About this exercise: Exact reproduction is required for all entries.
═════ Raw data ═════
Issue #2216, opened 2024-06-28
Stage incorrectly marked as unhealthy when application is suspended


billyshambrook:
# Description

When the application uses a Rollout with a `pause` step, ArgoCD application status is `suspended`. Kargo incorrectly shows this as `unhealthy`.

# Screenshots

# Steps to Reproduce

# Version

```
kargo version
Client Version: v0.7.1
Server Version: v0.7.1
```

# Logs

```
Paste any relevant application logs here.
```

krancour:
I would want @hiddeco to weigh in on this, as this seems to me to be a gray area.

While Application health _influences_ Stage health, there is no direct _equivalence_ between the two. To illustrate, note that some Stages may involve multiple Applications, in which case a Stage can be no healthier than the least healthy App. Also, because a Stages host specific freight that reference specific versions of artifacts, Stages have some notion of what revision each App should be synced to and deviation from those expectations is a health problem. All of this is to say that compared with App health, Stage health reflects a much more comprehensive analysis of what is going on.

On to the question of what should a Stage's health actually be when an associated App is Suspended...

I see a lot of different possibilities and various consequences of each:

1. App is Suspended, so Stage is Suspended.

    This is a health state that Stages don't currently have. It would be new.

    The question I ask myself here is to what extent this is useful/meaningful information at the Stage level. If all Apps associated with the Stage are healthy, apart from one or more of them being Suspended, what does that mean to Kargo? Doesn't it mean the _Stage_ is still attempting to reach a healthy state? And how does that differ from Progressing?

   Which leads directly to the next option...

2. App is Suspended, so Stage is Progressing

    Since I understand that Stage health and App health are different things, this makes the most sense to me, _but I realize that this is probably going to confuse most users._

3. App is Suspended, so Stage is Healthy

    This is true from a certain perspective. Nothing is actually _wrong_. The obvious problem is that when a Stage becomes Healthy for the first time following a Promotion, any associated verification processes are triggered, but they really ought not be until associated Applications are actually Healthy.

    So this is probably a bad option.

4. App is Suspended, so Stage is Unhealthy

    This is where we're at today and this behavior was clearly surprising -- thus why we're here having this conversation.

    This is true from a certain perspective. The Stage has not reached a stable state and it would be premature to move on to executing any verification processes. So if it's not Healthy and not Unhealthy, it's Progressing, right? (No.2 -- which I conceded will likely confuse people.)

[...]

PR #2243, opened 2024-07-05
fix(argocd): mark suspended App as progressing

hiddeco:
Fixes: #2216


krancour (approved):
Thanks for doing this so fast!

Issue #2245, opened 2024-07-06
cli: `kargo get freight` results should have an origin column


krancour:
In the context of multiple pipelines, this seems like a tremendously important bit of information.

We should also add the same column to `kubectl get freight` results.

We should probably also give `kargo get freight` the ability to filter on origin.

@hiddeco is this one you'd be willing to look at?

krancour:
Closed by #2257

PR #2257, opened 2024-07-08
feat(cli): add origin support to `kargo get freight`

hiddeco:
Fixes: #2245

This adds an origin column to `kargo get freight`, and origin kind/name columns to `kubectl get freight` (which can not use the stringify function as it directly reads/prints from the raw data).

In addition, it adds a `--origin` flag to `kargo get freight` to allow filtering Freight by origin(s).


internal/cli/cmd/get/freight.go
```diff
@@ -108,6 +112,11 @@ func (o *getFreightOptions) addFlags(cmd *cobra.Command) {
 	)
 	option.Names(cmd.Flags(), &o.Names, "The name of a piece of freight to get.")
 	option.Aliases(cmd.Flags(), &o.Aliases, "The alias of a piece of freight to get.")
+	option.Origins(cmd.Flags(), &o.Origins, "The origin of the freight to get.")
```
krancour, line 115: I am iffy on this. How do we with the `--origin` flag that we're looking from Freight from a Warehouse named `foo` vs (looking to the future) some other kind of origin (Junction?) named `foo`?

I am wondering if something like `--warehouse foo` (and later `--junction foo`) might be more expressive.

hiddeco: I think it would change to e.g. `Warehouse/foo` to match the identifier we use elsewhere.

If the origin does not contain a `/`, we assume it's a Warehouse.

krancour: I think thus far we've only used the form `Warehouse/foo` for display purposes, but I am ok with what you propose with the caveat that we revisit it if it proves to be a pain point after additional origin types are a reality.

PR #2259, opened 2024-07-08
feat: disambiguate origins

### LINKED ISSUE #2246: feat: ability to disambiguate artifact origin
This is part of the epic that is #1680, but it is a critical piece that is still outstanding, so I want to track it as its own issue.

When a Stage requests pieces of Freight from multiple origins, it is possible that there will be multiple pieces of Freight containing different versions of the same artifact.

Example: A GitOps monorepo has manifests for multiple microservices. One Warehouse subscribes to that repo with includePath "microservice-a". A second Warehouse subscribes to that repo with includePath "microservice-b". All Stages of the microservice application request Freight from both origins.

When such Stages execute Git-based or Argo CD-based promotion mechanisms during the promotion process, it will sometimes be necessary to clarify whether the mechanism operating on an artifact identified by its repo URL means to work with the version found in the microservice-a Freight or the microservice-b Freight.

A similar need for disambiguation arises where health checks are concerned. If a microservice-a and microservice-b App both sync to the same repo, which is the correct targetRevision that each of those should be synced to?

The most sensible thing to do, imho, is to have this qualifying information be optional -- as it will be unnecessary in many, many cases -- with the caveat that if Kargo can't figure things out on its own, it will lead to errors in the promotion or health check processes that will require clarification from users to resolve.

This work is already in progress, but as noted, is one of the larger bits of outstanding work for v0.8.0.

krancour:
Fixes #2246


internal/controller/freight/finder.go
```diff
@@ -0,0 +1,230 @@
+package freight
```
hiddeco, line 1: Non-blocking nit: I think that if we would bring this into a more object-oriented shape, we could get rid of some of the repeated code around resolving the origin, while also preventing having to expose two different clients to the health related code.

krancour: I had thoughts of that as well, but am also trying not to hold up v0.8.0 further. I would be happy to revisit it in the future and I expect our plans for v0.9.0 should give us opportunities to do so.

krancour:
@hiddeco this works end-to-end.

internal/controller/promotion/git.go
```diff
@@ -209,78 +225,73 @@ func (g *gitMechanism) doSingleUpdate(
...
-			}
-		}
+	ctx context.Context,
+	cli client.Client,
+	stage *kargoapi.Stage,
+	update *kargoapi.GitRepoUpdate,
+	newFreight []kargoapi.FreightReference,
+) (string, *kargoapi.GitCommit, error) {
+	desiredOrigin := freight.GetDesiredOrigin(stage, update)
+	fmt.Printf("----> desiredOrigin: %v\n", desiredOrigin)
```
hiddeco, line 285: Left-over from debugging?

krancour: Sure is. Thanks.

hiddeco (approved):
═════
Response:
Issue #2216, opened 2024-06-28
Stage incorrectly marked as unhealthy when application is suspended


billyshambrook:
# Description

When the application uses a Rollout with a `pause` step, ArgoCD application status is `suspended`. Kargo incorrectly shows this as `unhealthy`.

# Screenshots

# Steps to Reproduce

# Version

```
kargo version
Client Version: v0.7.1
Server Version: v0.7.1
```

# Logs

```
Paste any relevant application logs here.
```

krancour:
I would want @hiddeco to weigh in on this, as this seems to me to be a gray area.

While Application health _influences_ Stage health, there is no direct _equivalence_ between the two. To illustrate, note that some Stages may involve multiple Applications, in which case a Stage can be no healthier than the least healthy App. Also, because a Stages host specific freight that reference specific versions of artifacts, Stages have some notion of what revision each App should be synced to and deviation from those expectations is a health problem. All of this is to say that compared with App health, Stage health reflects a much more comprehensive analysis of what is going on.

On to the question of what should a Stage's health actually be when an associated App is Suspended...

I see a lot of different possibilities and various consequences of each:

1. App is Suspended, so Stage is Suspended.

    This is a health state that Stages don't currently have. It would be new.

    The question I ask myself here is to what extent this is useful/meaningful information at the Stage level. If all Apps associated with the Stage are healthy, apart from one or more of them being Suspended, what does that mean to Kargo? Doesn't it mean the _Stage_ is still attempting to reach a healthy state? And how does that differ from Progressing?

   Which leads directly to the next option...

2. App is Suspended, so Stage is Progressing

    Since I understand that Stage health and App health are different things, this makes the most sense to me, _but I realize that this is probably going to confuse most users._

3. App is Suspended, so Stage is Healthy

    This is true from a certain perspective. Nothing is actually _wrong_. The obvious problem is that when a Stage becomes Healthy for the first time following a Promotion, any associated verification processes are triggered, but they really ought not be until associated Applications are actually Healthy.

    So this is probably a bad option.

4. App is Suspended, so Stage is Unhealthy

    This is where we're at today and this behavior was clearly surprising -- thus why we're here having this conversation.

    This is true from a certain perspective. The Stage has not reached a stable state and it would be premature to move on to executing any verification processes. So if it's not Healthy and not Unhealthy, it's Progressing, right? (No.2 -- which I conceded will likely confuse people.)

[...]

PR #2243, opened 2024-07-05
fix(argocd): mark suspended App as progressing

hiddeco:
Fixes: #2216


krancour (approved):
Thanks for doing this so fast!

Issue #2245, opened 2024-07-06
cli: `kargo get freight` results should have an origin column


krancour:
In the context of multiple pipelines, this seems like a tremendously important bit of information.

We should also add the same column to `kubectl get freight` results.

We should probably also give `kargo get freight` the ability to filter on origin.

@hiddeco is this one you'd be willing to look at?

krancour:
Closed by #2257

PR #2257, opened 2024-07-08
feat(cli): add origin support to `kargo get freight`

hiddeco:
Fixes: #2245

This adds an origin column to `kargo get freight`, and origin kind/name columns to `kubectl get freight` (which can not use the stringify function as it directly reads/prints from the raw data).

In addition, it adds a `--origin` flag to `kargo get freight` to allow filtering Freight by origin(s).


internal/cli/cmd/get/freight.go
```diff
@@ -108,6 +112,11 @@ func (o *getFreightOptions) addFlags(cmd *cobra.Command) {
 	)
 	option.Names(cmd.Flags(), &o.Names, "The name of a piece of freight to get.")
 	option.Aliases(cmd.Flags(), &o.Aliases, "The alias of a piece of freight to get.")
+	option.Origins(cmd.Flags(), &o.Origins, "The origin of the freight to get.")
```
krancour, line 115: I am iffy on this. How do we with the `--origin` flag that we're looking from Freight from a Warehouse named `foo` vs (looking to the future) some other kind of origin (Junction?) named `foo`?

I am wondering if something like `--warehouse foo` (and later `--junction foo`) might be more expressive.

hiddeco: I think it would change to e.g. `Warehouse/foo` to match the identifier we use elsewhere.

If the origin does not contain a `/`, we assume it's a Warehouse.

krancour: I think thus far we've only used the form `Warehouse/foo` for display purposes, but I am ok with what you propose with the caveat that we revisit it if it proves to be a pain point after additional origin types are a reality.

PR #2259, opened 2024-07-08
feat: disambiguate origins

### LINKED ISSUE #2246: feat: ability to disambiguate artifact origin
This is part of the epic that is #1680, but it is a critical piece that is still outstanding, so I want to track it as its own issue.

When a Stage requests pieces of Freight from multiple origins, it is possible that there will be multiple pieces of Freight containing different versions of the same artifact.

Example: A GitOps monorepo has manifests for multiple microservices. One Warehouse subscribes to that repo with includePath "microservice-a". A second Warehouse subscribes to that repo with includePath "microservice-b". All Stages of the microservice application request Freight from both origins.

When such Stages execute Git-based or Argo CD-based promotion mechanisms during the promotion process, it will sometimes be necessary to clarify whether the mechanism operating on an artifact identified by its repo URL means to work with the version found in the microservice-a Freight or the microservice-b Freight.

A similar need for disambiguation arises where health checks are concerned. If a microservice-a and microservice-b App both sync to the same repo, which is the correct targetRevision that each of those should be synced to?

The most sensible thing to do, imho, is to have this qualifying information be optional -- as it will be unnecessary in many, many cases -- with the caveat that if Kargo can't figure things out on its own, it will lead to errors in the promotion or health check processes that will require clarification from users to resolve.

This work is already in progress, but as noted, is one of the larger bits of outstanding work for v0.8.0.

krancour:
Fixes #2246


internal/controller/freight/finder.go
```diff
@@ -0,0 +1,230 @@
+package freight
```
hiddeco, line 1: Non-blocking nit: I think that if we would bring this into a more object-oriented shape, we could get rid of some of the repeated code around resolving the origin, while also preventing having to expose two different clients to the health related code.

krancour: I had thoughts of that as well, but am also trying not to hold up v0.8.0 further. I would be happy to revisit it in the future and I expect our plans for v0.9.0 should give us opportunities to do so.

krancour:
@hiddeco this works end-to-end.

internal/controller/promotion/git.go
```diff
@@ -209,78 +225,73 @@ func (g *gitMechanism) doSingleUpdate(
...
-			}
-		}
+	ctx context.Context,
+	cli client.Client,
+	stage *kargoapi.Stage,
+	update *kargoapi.GitRepoUpdate,
+	newFreight []kargoapi.FreightReference,
+) (string, *kargoapi.GitCommit, error) {
+	desiredOrigin := freight.GetDesiredOrigin(stage, update)
+	fmt.Printf("----> desiredOrigin: %v\n", desiredOrigin)
```
hiddeco, line 285: Left-over from debugging?

krancour: Sure is. Thanks.

hiddeco (approved):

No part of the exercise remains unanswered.